German toxicologists assert that they have been able, with great probability, of revealing the secret gas that poisoned hundreds of hostages in Moscow.

According to a professor of medicine in Munich, Thomas Zilker, the Russian security services used the anesthetic halothane during the storming of the Moscow musical theater building.
As reported by Zilker, the presence of this gas was found in the blood of two German citizens who personally experienced the Moscow drama and were examined by a Munich clinic. Naloxone, which is considered an antidote for opiates, was also found in the victims’ blood.

It still remains a mystery as to why naloxone was administered to these German patients in a Moscow clinic.

Another mystery is why both affected Germans, while being poisoned, did not detect halothane’s particular sweet smell. “Either they had no time to feel a thing, since everything happened very quickly, or they do not remember a thing,” said Zilker. However, the professor admitted that other substances could have been used at the same time during the storming of the theater.

The same opinion is shared Munich anesthetist Eberhard Koch.

No guarantees

Halothane, according to the latter, is widely used in medical practice as an anesthesia agent, and in general cannot lead to death.

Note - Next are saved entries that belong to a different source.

PR #3857, opened 2025-09-23
Add separate custom font support for heading and body

HarshankPatel9038:
- **Added checkboxes to enable custom heading and custom body fonts independently.**
- **Updated settings_schema.json with font URL and family fields for both heading and body.**
- **Improved font loader logic to handle all common font variants (100–900, normal & italic).**
- **Supports both local .woff2 fonts and Google Fonts URLs.**
- **This makes theme font customization more flexible, maintainable, and clear for merchants.**

### DIFF
--- a/config/settings_schema.json
+++ b/config/settings_schema.json
@@ -109,10 +109,29 @@
         "content": "t:settings_schema.typography.settings.header__1.content"
       },
       {
+        "type": "checkbox",
+        "id": "enable_custom_heading_font",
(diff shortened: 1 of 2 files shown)


HarshankPatel9038:
Update ThemeThis PR introduces a reusable and unified custom font loading system for both heading and body fonts. Merchants can now enable custom fonts independently for headings and body text, using either local .woff2 files (with auto-generated weight/style variants) or external Google Fonts links.

PR #3870, opened 2025-10-27
Fix assignment in render tag

graygilmore:
The only required change here is inside the render tag for `render 'swatch-input'` where we previously defined `value: value | escape`. This will throw a syntax error in v5.9.0 of Liquid using the new rigid parser.


karreiro (approved):
Thank you, @graygilmore!

EvilGenius13 (approved):

Roi-Arthur (approved):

If a large overdose of halothane is administered, this may cause heart rhythm disturbances, vomiting and suffocation, as well as seizures on awakening. It is recommended that pregnant patients not receive halothane, because it may harm the fetus.

There does not exist an antidote for halothane. In case of overdose, the victim should be given pure oxygen. In addition, halothane dissipates very slowly, and, according to Koch, “it is not an optimal gas” in the context of such large facilities such as the music theater. “I cannot imagine that this gas was the only substance used,” said the German anesthesiologist.

Koch cannot say what other substances the Russian security forces may have used, but he clearly rules out military nerve agents, which are easy to determine in the blood.

Koch, however, could not absolutely guarantee that halothane was used in Moscow during the actual hostage rescue operation, since it could have been administered later in clinics while providing assistance to the victims.

Zilker informed his Russian colleagues in Moscow about the results of his research — by e-mail and by fax. No reaction or feedback has yet been received from the other side. He did, however, offer his services to the Russian Consulate.